---------- Provided material ----------

PR #344, opened 2019-08-15
Add an abstract base class for data models

### LINKED ISSUE #340: Abstract base class for models

Models should always have certain functions.

Right now, all our models have a specific set of functions, but the next model could easily not have that function. We need a way to ensure that they have the following functions:

- get_attachment(self) -> Dict[str, Any]
- static to_dict(obj) -> Dict[str, Any]
- static from_dict(Dict[str, Any]) -> obj
- is_valid(self) -> bool

The static functions along with the `is_valid` function are used specifically for the database. `get_attachment` is used for slack attachments.

rmcreyes:
# Pull Request

## Description

Added an ABC for data models with the abstract methods mentioned in #340 

## Testing

## Ticket(s)

Closes #340

### DIFF
--- a/app/model/base.py
+++ b/app/model/base.py
@@ -13,20 +13,6 @@ class RocketModel(ABC):
 
     @staticmethod
     @abstractmethod
-    def to_dict(model: 'RocketModel') -> Dict[str, Any]:
-        """
-        Convert data model object to dict object.
-
-        The difference with the in-built ``self.__dict__`` is that this is more
-        compatible with storing into NoSQL databases like DynamoDB.
-
-        :param model: the data model object
-        :return: the dictionary representing the data model
-        """
-        pass
-
-    @staticmethod
-    @abstractmethod
     def from_dict(d: Dict[str, Any]) -> 'RocketModel':
         """
         Convert dict response object to data model object.
@@ -36,13 +22,4 @@ class RocketModel(ABC):
         """
         pass
 
-    @staticmethod
-    @abstractmethod
-    def is_valid(model: 'RocketModel') -> bool:
-        """
-        Return true if this data model has no missing required fields.
-
-        :param model: data model object to check
-        :return: return true if this data model has no missing required fields
-        """
-        pass
+    # TODO: Add to_dict and and is_valid abstract methods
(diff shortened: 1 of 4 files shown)


app/controller/command/commands/__init__.py
```diff
@@ -3,5 +3,6 @@
 from app.controller.command.commands.team import TeamCommand
 from app.controller.command.commands.user import UserCommand
 from app.controller.command.commands.token import TokenCommand
+from app.controller.command.commands.project import ProjectCommand
 
-UnionCommands = Union[TeamCommand, UserCommand, TokenCommand]
+UnionCommands = Union[TeamCommand, UserCommand, TokenCommand, ProjectCommand]
```
cheukyin699: Should have no need for a union. We can use the parent class instead.

app/model/base.py
```diff
@@ -0,0 +1,48 @@
...
+    """Define the properties and methods needed for a data model."""
+
+    @abstractmethod
+    def get_attachment(self) -> Dict[str, Any]:
+        """Return slack-formatted attachment (dictionary) for data model."""
+        pass
+
+    @staticmethod
+    @abstractmethod
+    def to_dict(model: 'Model') -> Dict[str, Any]:
```
cheukyin699:
```suggestion
    def to_dict(model: 'RocketModel') -> Dict[str, Any]:
```

For every instance of `Model`.

app/controller/command/commands/__init__.py
rmcreyes: Should this be addressed in another ticket? This change is only to address models.

cheukyin699: sure. a smaller ticket. very welcome

cheukyin699:
This is weird. I'm going to look into this to see if there is a fix for it.

cheukyin699:
image

I recommend using non-static methods (another PR) and bounded types. See [this stackoverflow][so] for more details. Be sure to make another issue for refactoring some of the methods into non-static methods.

[so]: https://stackoverflow.com/questions/44640479/mypy-annotation-for-classmethod-returning-instance

rmcreyes:
Should those methods just be removed from the ABC for now then?

cheukyin699:
Yeah let's remove them for now and add them later; it's a good first step.

PR #346, opened 2019-08-18
Use Github Actions CI instead

### LINKED ISSUE #345: Use Github Actions CI

Since travis is no longer available, we should try and use Github Actions Python CI instead.

Just use it. Make sure it works.

Travis CI contacted us saying that our `ubclaunchpad` account was suspected of mining cryptocurrency using their services (as far as I know, we don't), and so they have suspended our account. This means all of Travis doesn't work, which means we no longer have a reliable way of checking pull requests. We need to replace it.

cheukyin699:
# Pull Request

## Description

**Give a brief description of your changes:** Use Github Actions CI instead of travis. Also makes tests slightly more stable (I ran `while pipenv run pytest -m db; do :; done` for about 10 minutes and it was still good, so it might be stable now, but we can always restart runs).

## Ticket(s)

Closes #345


.github/workflows/pythonpackage.yml
```diff
@@ -0,0 +1,36 @@
...
+        sudo apt-get update
+        sudo apt-get install -y default-jdk nmap rubygems
+        python -m pip install --upgrade pip
+        pip install pipenv
+        pipenv install --dev
+        sudo gem install mdl
+    - name: Start local DynamoDB
+      run: |
+        scripts/download_dynamodb_and_run.sh
+    - name: Test everything
```
rmcreyes: nice

PR #356, opened 2019-09-21
Replace nmap with a script

### LINKED ISSUE #355: Replace nmap as dependency

Replace `nmap` call with a simple python script.

After the whole rocket2 + travis debacle, we have come to realize that using `nmap` may lead to false positives in automated systems detecting fraudulent uses every time we check if a certain port is open. Therefore, we should remove `nmap` completely, and replace it with a simple python script to check things.

I would like the python script to take a port number as argument, and exit with `0` if that port is in use, and exit with any other exit code if that port is not in use.

Should just be as simple as removing the `nmap` install and replacing the `nmap | grep` with a python script call.

cheukyin699:
# Pull Request

## Description

**Give a brief description of your changes:** We replace usage of `nmap` with a python script to install fewer things. This might shave a few seconds off the build time.

## Testing

**If testing this change requires extra setup, please document it here:** Try running `scripts/build_check.sh` twice, once with local dynamodb and once without.

## Ticket(s)

Closes #355

### DIFF
--- a/scripts/build_check.sh
+++ b/scripts/build_check.sh
@@ -7,11 +7,10 @@ pipenv run mypy .
 mdl .
 
 # We use nmap to check if dynamodb is running locally
-# TODO: later should combine this with environmental variable checking (to see
-# if we can use a remote server instead).
-# XXX: Find a better way to check if dynamodb is running locally
 COV_OPTIONS="--mypy --cov=./ --cov-branch --cov-config .coverageac"
-if nmap localhost | egrep "8000.*http-alt"; then
+PORT_BUSY="pipenv run python scripts/port_busy.py 8000"
+if ${PORT_BUSY}; then
+    printf "DynamoDB detected. Running all tests.\n"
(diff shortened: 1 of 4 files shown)


scripts/build_check.sh
```diff
@@ -6,12 +6,11 @@ pipenv run pydocstyle .
...
 mdl .
 
-# We use nmap to check if dynamodb is running locally
-# TODO: later should combine this with environmental variable checking (to see
-# if we can use a remote server instead).
-# XXX: Find a better way to check if dynamodb is running locally
+# We use a script to check if dynamodb is running locally
 COV_OPTIONS="--mypy --cov=./ --cov-branch --cov-config .coverageac"
-if nmap localhost | egrep "8000.*http-alt"; then
+PORT_BUSY="pipenv run python scripts/port_busy.py 8000"
```
rwblickhan: Might be worthwhile to make this relative to the repo root dir (i.e. with an env var) in case people don't run it from there.

Issue #368, opened 2019-10-09
Properly separate responsibilities of team related commands and webhooks


rmcreyes:
**Please give a one-sentence summary of the cleanup you would like done.**
Both the team commands as well as the team and member seem to be trying to write data that should only be written once.

**Please give as many details as possible about the cleanup or refactoring.**
The intention is that when applicable, team commands would use the GitHub API to properly do action on the GitHub organization, allowing a webhook to come back down to handle the accesses to rocket's database. Remove writes to rocket's database in team commands and (where missing) add writes to rocket's database in the associated webhooks.

**Please list any additional context; in particular, list what areas of the code base this would affect.**
```
app\controller\command\commands\team.py
app\controller\webhook\github\events\team.py
app\controller\webhook\github\events\membership.py
```

cheukyin699:
To be clear, `/rocket team create` would both write to the database from the command and send a webhook that also writes to the database.

rmcreyes:
Seems like the only issue is with `membership.py`, since it fails to write to the database properly.

Issue #367, opened 2019-10-09
Incorrect use of facade retrieve


rmcreyes:
**Describe the bug**
The `delete_helper()` in the team commands attempts to call `retrieve()` the team name, when `query()` should be called instead.

PR #369, opened 2019-10-09
Massive bug fixing with rmcreyes

cheukyin699:
# Pull Request

## Description

**Give a brief description of your changes:** Touches on #367, #368. Tested on live database on slack all of `user` and `team` commands, organizational webhooks regarding users, team webhooks regarding users.

Lots of things went down. This was the result of a 5-hour-long call about ironing out bugs.

We also found out that Instagram now has dark mode. FYI.


cheukyin699:
Oh yes. A lot of things changed, even the APIs. The tests need to be rewritten. Or at least some of them.

PR #899, opened 2017-09-04
Adding modelID to models loaded from a .mat file 

tpfau:
Similar to loadIdentifiedModel, readCbModel now adds the struct name from the loaded mat file as ID of the model if no ID is present.


laurentheirendt:
@tpfau, may you check why the tests fail? Thanks.

tpfau:
Because adding that ID made the loaded model not the same as the models saved for the test :)

PR #900, opened 2017-09-05
Fix for FVA when csense is longer than nMets

jennmodamio:


tpfau:
While this allows the code to continue csense being longer than mets would indicate a problem in the model according to the [definitions](https://github.com/opencobra/cobratoolbox/blob/master/docs/source/notes/COBRAModelFields.md) (i.e. this should not happen). IF it does, I would rather have the system throw an error, since its not clear, which value from csense belongs to which entry in mets.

----------

* **Task brief**:
Every line in the entries above that has the word "cleanup" should be identified and copied.

* **Solution to this exercise**:
**Please give a one-sentence summary of the cleanup you would like done.**
**Please give as many details as possible about the cleanup or refactoring.**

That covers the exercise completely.